TASK INPUT:
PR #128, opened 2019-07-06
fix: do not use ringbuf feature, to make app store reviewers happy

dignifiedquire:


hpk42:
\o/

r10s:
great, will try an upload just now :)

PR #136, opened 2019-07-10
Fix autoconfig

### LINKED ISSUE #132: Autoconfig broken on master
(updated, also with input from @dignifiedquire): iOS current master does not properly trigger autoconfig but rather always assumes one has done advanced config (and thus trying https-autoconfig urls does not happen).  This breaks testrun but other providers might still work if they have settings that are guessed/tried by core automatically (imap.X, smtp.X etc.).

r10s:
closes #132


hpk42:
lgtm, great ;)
---
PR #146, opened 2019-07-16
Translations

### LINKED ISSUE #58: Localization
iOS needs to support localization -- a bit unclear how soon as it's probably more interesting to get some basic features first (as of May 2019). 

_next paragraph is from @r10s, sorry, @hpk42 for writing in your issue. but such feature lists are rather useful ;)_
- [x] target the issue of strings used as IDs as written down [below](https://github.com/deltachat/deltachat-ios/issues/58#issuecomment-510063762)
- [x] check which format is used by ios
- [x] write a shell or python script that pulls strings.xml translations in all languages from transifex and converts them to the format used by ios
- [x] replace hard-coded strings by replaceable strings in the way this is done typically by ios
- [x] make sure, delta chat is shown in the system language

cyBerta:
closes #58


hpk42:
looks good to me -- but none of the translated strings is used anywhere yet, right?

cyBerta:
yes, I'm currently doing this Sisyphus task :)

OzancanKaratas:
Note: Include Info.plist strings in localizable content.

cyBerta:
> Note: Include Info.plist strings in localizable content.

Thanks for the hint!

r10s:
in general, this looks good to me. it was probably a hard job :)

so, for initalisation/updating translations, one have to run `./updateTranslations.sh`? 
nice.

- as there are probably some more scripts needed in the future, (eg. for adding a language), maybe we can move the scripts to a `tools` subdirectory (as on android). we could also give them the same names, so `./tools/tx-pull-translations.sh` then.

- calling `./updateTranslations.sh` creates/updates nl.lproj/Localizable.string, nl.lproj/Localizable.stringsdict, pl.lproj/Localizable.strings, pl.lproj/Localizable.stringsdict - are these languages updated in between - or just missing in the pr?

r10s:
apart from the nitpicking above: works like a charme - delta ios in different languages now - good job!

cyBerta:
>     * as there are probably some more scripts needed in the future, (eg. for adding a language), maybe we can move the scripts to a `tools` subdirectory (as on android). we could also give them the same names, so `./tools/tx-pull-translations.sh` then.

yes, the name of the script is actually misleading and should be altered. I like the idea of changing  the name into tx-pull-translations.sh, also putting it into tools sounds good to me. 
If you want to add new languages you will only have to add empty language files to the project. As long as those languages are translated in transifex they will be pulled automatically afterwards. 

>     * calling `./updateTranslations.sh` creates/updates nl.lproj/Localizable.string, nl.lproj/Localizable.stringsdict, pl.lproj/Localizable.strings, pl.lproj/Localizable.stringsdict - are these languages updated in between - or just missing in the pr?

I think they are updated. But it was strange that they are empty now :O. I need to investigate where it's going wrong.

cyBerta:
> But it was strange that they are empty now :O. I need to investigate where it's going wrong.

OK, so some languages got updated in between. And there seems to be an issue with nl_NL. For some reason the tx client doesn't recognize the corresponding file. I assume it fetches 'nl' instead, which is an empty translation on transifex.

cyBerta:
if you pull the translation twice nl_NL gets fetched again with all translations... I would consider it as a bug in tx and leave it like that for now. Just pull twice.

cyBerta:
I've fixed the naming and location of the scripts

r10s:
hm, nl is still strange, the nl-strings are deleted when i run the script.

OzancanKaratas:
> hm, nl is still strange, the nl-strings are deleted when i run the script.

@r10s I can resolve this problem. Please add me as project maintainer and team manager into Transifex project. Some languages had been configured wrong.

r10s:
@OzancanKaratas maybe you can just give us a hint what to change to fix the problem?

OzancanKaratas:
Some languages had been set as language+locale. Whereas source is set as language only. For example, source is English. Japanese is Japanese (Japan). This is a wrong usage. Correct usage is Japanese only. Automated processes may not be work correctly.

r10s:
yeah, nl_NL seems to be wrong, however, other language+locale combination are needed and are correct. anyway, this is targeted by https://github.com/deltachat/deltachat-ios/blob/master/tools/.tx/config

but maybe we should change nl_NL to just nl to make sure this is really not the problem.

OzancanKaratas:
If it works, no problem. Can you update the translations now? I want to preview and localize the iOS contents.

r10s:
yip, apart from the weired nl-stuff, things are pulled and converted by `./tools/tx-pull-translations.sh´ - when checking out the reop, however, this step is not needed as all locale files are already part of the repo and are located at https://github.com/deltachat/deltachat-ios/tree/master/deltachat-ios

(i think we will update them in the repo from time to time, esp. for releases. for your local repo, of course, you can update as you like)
* * *
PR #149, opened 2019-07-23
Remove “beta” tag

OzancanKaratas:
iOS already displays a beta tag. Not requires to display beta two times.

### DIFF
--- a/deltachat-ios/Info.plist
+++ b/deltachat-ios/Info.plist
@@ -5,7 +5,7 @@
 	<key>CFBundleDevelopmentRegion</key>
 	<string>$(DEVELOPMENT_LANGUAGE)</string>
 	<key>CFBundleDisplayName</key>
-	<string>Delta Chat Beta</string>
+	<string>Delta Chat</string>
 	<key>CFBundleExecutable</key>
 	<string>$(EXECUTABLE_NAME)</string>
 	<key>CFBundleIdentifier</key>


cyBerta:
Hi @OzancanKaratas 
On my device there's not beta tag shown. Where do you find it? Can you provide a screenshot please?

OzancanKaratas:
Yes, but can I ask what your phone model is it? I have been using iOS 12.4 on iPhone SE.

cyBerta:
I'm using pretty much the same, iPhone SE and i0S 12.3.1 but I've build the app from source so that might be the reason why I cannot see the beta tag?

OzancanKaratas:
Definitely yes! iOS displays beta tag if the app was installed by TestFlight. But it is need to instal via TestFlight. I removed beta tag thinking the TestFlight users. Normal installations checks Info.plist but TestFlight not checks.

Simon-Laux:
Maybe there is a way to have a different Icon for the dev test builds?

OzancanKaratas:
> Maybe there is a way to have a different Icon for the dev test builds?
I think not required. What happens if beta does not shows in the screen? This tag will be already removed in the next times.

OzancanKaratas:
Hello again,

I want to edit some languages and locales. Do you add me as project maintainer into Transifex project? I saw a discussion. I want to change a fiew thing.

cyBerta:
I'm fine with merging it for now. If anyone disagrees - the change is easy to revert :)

WHAT YOU NEED TO DO:
Filter the records for lines holding the string "investigate". Copy each one.

ANSWER TO THIS TASK:
I think they are updated. But it was strange that they are empty now :O. I need to investigate where it's going wrong.
> But it was strange that they are empty now :O. I need to investigate where it's going wrong.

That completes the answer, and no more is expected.